Return verbatim every line from the first line of the data below to the line that contains "distributed on an", inclusive, and no further.

*** INPUT MATERIAL

PR #6340, opened 2021-02-07
Skip CI in some cases to save resources

kezhenxu94:

We have conditional execution for plugin tests, but for E2E tests, we want to make them "required" for status check while saving resources for some changes like "\*.md" and "skywalking-ui/*", this patch check the changed files of a pull request and set `SKIP_CI` to skip the workflows.

### DIFF
--- a/.github/actions/skip/action.yml
+++ b/.github/actions/skip/action.yml
@@ -1,0 +1,76 @@
+#
+# Licensed to the Apache Software Foundation (ASF) under one
+# or more contributor license agreements.  See the NOTICE file
+# distributed with this work for additional information
+# regarding copyright ownership.  The ASF licenses this file
+# to you under the Apache License, Version 2.0 (the
+# "License"); you may not use this file except in compliance
+# with the License.  You may obtain a copy of the License at
+#
+#   http://www.apache.org/licenses/LICENSE-2.0
+#
+# Unless required by applicable law or agreed to in writing,
+# software distributed under the License is distributed on an
+# "AS IS" BASIS, WITHOUT WARRANTIES OR CONDITIONS OF ANY
+# KIND, either express or implied.  See the License for the
+# specific language governing permissions and limitations
+# under the License.
+#
+name: "Set Skip Env Var"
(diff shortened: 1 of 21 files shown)


.github/actions/skip/action.yml
```diff
@@ -0,0 +1,76 @@
...
+#
+name: "Set Skip Env Var"
+description: "Action to set the SKIP_CI environment variable indicating that we should skip CI jobs"
+inputs:
+  paths:
+    description: >-
+      Set the SKIP_CI environment variable when and only when all the changed files located in one of the path,
+      the paths is shell-style pattern.
+    required: false
+    default: >-
```
wu-sheng, line 27: So md and ui submodule changes wouldn't trigger any CI and e2e tasks anymore, right? Do we need to set more required tasks?

kezhenxu94: > So md and ui submodule changes wouldn't trigger any CI and e2e tasks anymore, right?

Yes, effectively, no CI task will be run when only `*.md` and `skywalking-ui` are updated.

> Do we need to set more required tasks?

We can set all E2E tests as required, WDYT?

test/e2e/e2e-service-provider/pom.xml
```diff
@@ -34,7 +34,7 @@
     <artifactId>e2e-service-provider</artifactId>
 
     <properties>
-        <sw.snapshot.version>8.4.0-SNAPSHOT</sw.snapshot.version>
+        <sw.snapshot.version>8.4.0</sw.snapshot.version>
```
wu-sheng, line 37: The variable name is not correct.

.github/actions/skip/action.yml
wu-sheng: > We can set all E2E tests as required, WDYT?

I want to, but meter system tests are not stable from time to time. I am not sure why.

kezhenxu94: > > We can set all E2E tests as required, WDYT?
> 
> I want to, but meter system tests are not stable from time to time. I am not sure why.

Well, let's keep it as is for now

wu-sheng (approved):

Issue #6360, opened 2021-02-10
Improve UT, ZabbixProtocolHandlerTest


wu-sheng:
Right now, `org.apache.skywalking.oap.server.receiver.zabbix.provider.protocol.ZabbixProtocolHandlerTest#testErrorProtocol`  takes 20+ seconds, even it is blocked like this.

![image](https://user-images.githubusercontent.com/5441976/107535291-92df4080-6bfb-11eb-8210-037c315a3f38.png)

I am going to remove this case for now.

wu-sheng:
Update
1. jdk1.8.0_91.jdk FAIL, no response.
2. adoptopenjdk-11.jdk passed, still 22s.

PR #6361, opened 2021-02-10
Temporarily remove `testErrorProtocol` case. 

wu-sheng:
Can't pass on my MacOS 11.2, with 8 core Intel CPU. But when I run this case separately, it passed in 20+ sec.
I am wondering whether test or real codes have faced face condition. @mrproliu Please recheck to reply on #6360


mrproliu (approved):
My fault, I will recode the error protocol UT.

PR #6362, opened 2021-02-10
Simplify the Zabbix UT, reduce use time

### LINKED ISSUE #6360: Improve UT, ZabbixProtocolHandlerTest

mrproliu:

******

EXERCISE OUTPUT:
PR #6340, opened 2021-02-07
Skip CI in some cases to save resources

kezhenxu94:

We have conditional execution for plugin tests, but for E2E tests, we want to make them "required" for status check while saving resources for some changes like "\*.md" and "skywalking-ui/*", this patch check the changed files of a pull request and set `SKIP_CI` to skip the workflows.

### DIFF
--- a/.github/actions/skip/action.yml
+++ b/.github/actions/skip/action.yml
@@ -1,0 +1,76 @@
+#
+# Licensed to the Apache Software Foundation (ASF) under one
+# or more contributor license agreements.  See the NOTICE file
+# distributed with this work for additional information
+# regarding copyright ownership.  The ASF licenses this file
+# to you under the Apache License, Version 2.0 (the
+# "License"); you may not use this file except in compliance
+# with the License.  You may obtain a copy of the License at
+#
+#   http://www.apache.org/licenses/LICENSE-2.0
+#
+# Unless required by applicable law or agreed to in writing,
+# software distributed under the License is distributed on an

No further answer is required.